Will Pisaster survive on this beach? Seems dubious. But we can hope.

In the meantime, it did my heart good just to see them again, after all these years.

Thursday, 19 July 2018

Starfish Report 2018

Evasterias troscheli
We had a minus-4 tide the other day and I got in an epic mile-long wade along the tidelands. The biological diversity was outstanding; next best thing to diving.

Among the prolific sea life present were three starfish, all of which presented reasons for hope, if not celebration, that the starfish plague may be slowing down, now that it's wiped out most of our sea stars.

I was first delighted to find several blood stars (Henricia leviuscula). These striking neon echinoderms have been a favourite since childhood. Seldom found intertidally – testimony to the rare opportunity of this very low tide – they were before the die-off omnipresent on mud-bottomed diving grounds.

One adult specimen I found had small scrapes on its disc. These might have been signs of incipient viral infection, or abrasions caused by being dashing about in the "surf" created by passing boats. I also found a few tiny individuals; normal for this time of year. With the exception of that first adult, none showed visible signs of disease (yet?).

Sadly, not a single sunflower star (Pycnopodia helianthoides), of any size, in any condition, was present. It does seem this beautiful if rapacious species, a fixture in quiet northern water until very recently, has been driven to extinction.

Further proof are the leather stars (Dermasterias imbricata) that now stud the beach and shallows. Formerly thinly represented on lower Sound
Adult Henricia leviuscula
beaches, because a favourite Pycnopodia food, Dermasterias is now virtually the only star left.

That population, at any rate, enjoys a natural immunity to the horrific seastar wasting disease, and appears healthy.

Finally, good news and bad on the mottled starfish (Evasterias troscheli) front. Good, because I encountered several specimens of this similarly once characteristic species. Bad, because every one was tiny; a year old, at most.

The wasting virus tends to take a few years to locate and destroy its victims, thus the average size of this species indicates it hasn't yet been able to out-manœuver the plague.

But its presence at all on this ravaged beach suggests that a healthy breeding population exists in the deeper, colder water offshore. With luck and a bit of Darwinian cunning, it may yet return.

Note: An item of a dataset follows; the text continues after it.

PR #704, opened 2023-07-17
Mark `tty_tickets` vulnerabilities as non-applicable

pvdrz:
The [potential bypass of tty_tickets constraints](https://www.sudo.ws/security/advisories/tty_tickets/) vulnerability does not apply to `sudo-rs` because it doesn't support the `tty_tickets` option in the `sudoers` file. This option has been succeded by the `timestamp_type` option which is not implemented either.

Thus the state of the starfish.

It's hard to express how painful all of this is. They may be "just starfish", but this attractive class has been such an integral part of my life, albeit unrecognised till they were gone. Along with most other people, it never occurred to me I might one day wake up to a North Pacific functionally bereft of seastars.

And the creeping suspicion we'll lose many more beloved habitats and life forms before we've seen the end of the Anthropocene.